During the winter of 1976-77, a severe winter fish kill occurred. A population study indicated a significant reduction in bass which allowed a sharp increase in carp. The lake management committee headed by Roger Halvorsen recommended an aeration system to oxidize and remove organic bottom sediments. Sylvan Lake’s management committee has been used as a model by other lakes in the state. The lake is constantly monitored and action, such as weed and algae treatment and restocking, is taken as needed.
A fine example of a successful community effort was the defeat of a proposed garbage land fill within a mile of the lake. In 1977-78 Waste Management tried three times to gain approval for the dump. The Stones and the letter writing campaign organized by Stan and Rita Rak helped defeat the project. Don Deuster was instrumental in holding a public hearing which led to the EPA’s rejection of the land fill plan.
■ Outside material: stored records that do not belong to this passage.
PR #53432, opened 2024-01-05
[HttpFoundation] Request without content-type or content-length header should result in null values, not empty strings

priyadi:
| Q             | A
| ------------- | ---
| Branch?       | 5.4
| Bug fix?      | yes
| New feature?  | no
| Deprecations? | no
| Issues        | 
| License       | MIT

An HTTP request without content-type and content length will result in the variables `$_SERVER['CONTENT_TYPE']` and `$_SERVER['CONTENT_LENGTH']` having an empty string in PHP.

For example, the request:

> POST / HTTP/1.1
> Host: app.dev.localhost:8000
> User-Agent: curl/8.4.0
> Accept: */*

(from curl invocation: `curl -X 'POST' 'http://app.dev.localhost:8000/' -H 'Content-Type:' -H 'Content-length:' -d '' -v> /dev/null`)

It will result in the variables `$_SERVER['CONTENT_TYPE']` and `$_SERVER['CONTENT_LENGTH']` containing an empty string.

In turn, `$request->headers->get('Content-type')` and `$request->headers->get('Content-length')` also result in an empty string.

This PR changes so that `$request->headers->get('Content-type')` and `$request->headers->get('Content-length')` will reflect the original state of the request header, that they return null (due to the fact the headers did not exist in the request), not an empty string (erroneously implying the client sent an empty content-type and content-length headers).

### DIFF
--- a/src/Symfony/Component/HttpFoundation/Tests/ServerBagTest.php
+++ b/src/Symfony/Component/HttpFoundation/Tests/ServerBagTest.php
@@ -177,4 +177,20 @@ class ServerBagTest extends TestCase
             'PHP_AUTH_PW' => '',
         ], $bag->getHeaders());
     }
+
+    /**
+     * An HTTP request without content-type and content-length will result in
+     * the variables $_SERVER['CONTENT_TYPE'] and $_SERVER['CONTENT_LENGTH']
+     * containing an empty string in PHP.
+     */
+    public function testRequestWithoutContentTypeAndContentLength()
+    {
+        $bag = new ServerBag([
+            'CONTENT_TYPE' => '',
+            'CONTENT_LENGTH' => '',
+            'HTTP_USER_AGENT' => 'foo',
+        ]);
+
+        $this->assertSame(['USER_AGENT' => 'foo'], $bag->getHeaders());
+    }
 }
--- a/src/Symfony/Component/HttpFoundation/ServerBag.php
+++ b/src/Symfony/Component/HttpFoundation/ServerBag.php
@@ -31,7 +31,7 @@ class ServerBag extends ParameterBag
         foreach ($this->parameters as $key => $value) {
             if (str_starts_with($key, 'HTTP_')) {
                 $headers[substr($key, 5)] = $value;
-            } elseif (\in_array($key, ['CONTENT_TYPE', 'CONTENT_LENGTH', 'CONTENT_MD5'], true)) {
+            } elseif (\in_array($key, ['CONTENT_TYPE', 'CONTENT_LENGTH', 'CONTENT_MD5'], true) && '' !== $value) {
                 $headers[$key] = $value;
             }
         }


src/Symfony/Component/HttpFoundation/Tests/ServerBagTest.php
```diff
@@ -177,4 +177,20 @@ public function testItDoesNotOverwriteTheAuthorizationHeaderIfItIsAlreadySet()
...
+     */
+    public function testRequestWithoutContentTypeAndContentLength()
+    {
+        $bag = new ServerBag([
+            'CONTENT_TYPE' => '',
+            'CONTENT_LENGTH' => '',
+            'HTTP_USER_AGENT' => 'foo',
+        ]);
+
+        $this->assertEquals(['USER_AGENT' => 'foo'], $bag->getHeaders());
```
OskarStark:
```suggestion
        $this->assertSame(['USER_AGENT' => 'foo'], $bag->getHeaders());
```

src/Symfony/Component/HttpFoundation/Tests/ServerBagTest.php
```diff
@@ -177,4 +177,20 @@ public function testItDoesNotOverwriteTheAuthorizationHeaderIfItIsAlreadySet()
...
+    /**
+     * An HTTP request without content-type and content-length will result in
+     * the variables $_SERVER['CONTENT_TYPE'] and $_SERVER['CONTENT_LENGTH']
+     * containing an empty string in PHP.
+     */
+    public function testRequestWithoutContentTypeAndContentLength()
+    {
+        $bag = new ServerBag([
+            'CONTENT_TYPE' => '',
+            'CONTENT_LENGTH' => '',
```
OskarStark, line 190: Content md5 should be added to the testcase

priyadi: If the request does not contain 'Content-MD5', PHP does not set $_SERVER['CONTENT_MD5'] to an empty string, unlike 'Content-Type' and 'Content-Length'. So, I don't think it is necessary.

OskarStark: Good to know, thank you

OskarStark:
It sounds useful to me, but I am not sure what the spec is here (cc @stof).
Additionally it feels more like a new feature, because applications could rely on the current behavior 🤔

94noni:
Perhaps add a deprecation layer for previous version and change for next?
Even if it seems not a « normal behavior »

priyadi:
@OskarStark @94noni 

I dug deeper and found that it only happens with `php-fpm` SAPI. Under `apache` and `cli-server`, it exhibits the correct behavior: both CONTENT_TYPE and CONTENT_LENGTH are unset. I did not test the other SAPIs.

The result: https://github.com/priyadi/php-empty-content-type-length-test/blob/main/output.txt

I believe the correct way forward is to treat this as a bug in `php-fpm`. But we'll still need the check in this PR, otherwise we need a specific PHP version requirement, which is a far larger burden for a really minor bug.

We can assume an empty CONTENT_TYPE and CONTENT_LENGTH means the headers are not in the request, as the current state of this PR. Or, we can add a check for `php-fpm` SAPI, and assume the other untested SAPIs are behaving correctly.

I leave the decision to the core devs.

OskarStark:
Ping @symfony/mergers

dunglas:
According to the CGI spec, not set and empty are equivalent and allowed:

>   This specification does not distinguish between zero-length (NULL)
>   values and missing values.  For example, a script cannot distinguish
>   between the two requests http://host/script and http://host/script?
>   as in both cases the QUERY_STRING meta-variable would be NULL.
>
>      meta-variable-value = "" | 1*<TEXT, CHAR or tokens of value>
>
>   An optional meta-variable may be omitted (left unset) if its value is
>   NULL.  Meta-variable values MUST be considered case-sensitive except
>   as noted otherwise.  The representation of the characters in the
>   meta-variables is system-defined; the server MUST convert values to
>   that representation.

https://www.rfc-editor.org/rfc/rfc3875#section-4.1

As PHP inherits from this spec, we should take empty values in consideration.

dunglas (approved):

dunglas:
To me, it's a bug fix as we aren't currently spec-compliant.

priyadi:
@dunglas Do you think we need to extend the same treatment to all headers? i.e. we unset the header if the value is an empty string.

dunglas:
We could apply something like `array_filter()` on the list, yes.

nicolas-grekas:
Thank you @priyadi.

nicolas-grekas:
>  i.e. we unset the header if the value is an empty string.

before doing that, we should verify that there is a SAPI that can report empty strings for headers.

The most controversial project was the dredging of the bays in the winter of 1980. Although dredging was first discussed in 1953, after months of planning, study, argument and special $150 assessment it finally became a reality. The bays had filled with silt from surrounding field run-off and it was feared that the quality of the entire lake would continue to deteriorate with silt encroachment. Siphons were used to lower the lake level. Four 4″ and two 6″ plastic flexible tubes were placed over the dam for draining the lake into Indian Creek. These were slashed several times, requiring a 24 hour resident patrol for 17 days in October. A fire below the dam was kept burning to keep the two person/two hour patrol warm. Al Grandt provided his camper on the dam for shelter while the Grahams provided electricity. After the lake froze, the silt was successfully removed with bulldozers and other equipment. The lake refilled the summer of 1981 with swimming, boating and fishing back to normal. The nature of our watershed predicts a repeat dredging in the future and lessons learned from this experience should prove helpful to our future. One of the benefits gained from lowering the lake was the opportunity to improve or build seawalls.
In late May a Saturday morning is set aside for community clean-up. Residents gather to rid the entrances, parks and easements of winter debris. Food and beverages are supplied to workers at noon. Along with cleaning up the area, the weekend is marked for the Carp-A-Rama. From noon on Saturday until Sunday afternoon, residents are encouraged to catch and keep carp and other overabundant pan fish. The big count down is Sunday with cash prizes for biggest fish as well as cash for each fish. A special bounty has been offered for the capture of the elusive Colonel Carp. This event may not make a significant dent in the carp population but it is fun and the youngsters go home with some spending money.
None of the many volunteer projects had a greater scope than the rebuilding of the playgrounds at Point Comfort and Schwerman Parks in 1988 and 1990. Each of these projects required a month of labor by residents, age 8 to 80. What was not as obvious is the months of planning by the Mihels, Hansons, Polivkas and Borsts. The smiles on the children’s faces was enough payment for the many crew chiefs and workers too numerous to mention.
The Boy Scouts of America have left a lasting mark on our community. Over the years John Chesney’s Eagle Scout candidates have improved the dam and built seawalls at several easements. Curbing was installed at the Midlothian entrance and steps built in Juneau Terrace. Easement and terrace signs, bridges and foot paths have been constructed and improved. Over the years they have clearly added to the beauty, protected the ecology and improved the safety for all of us.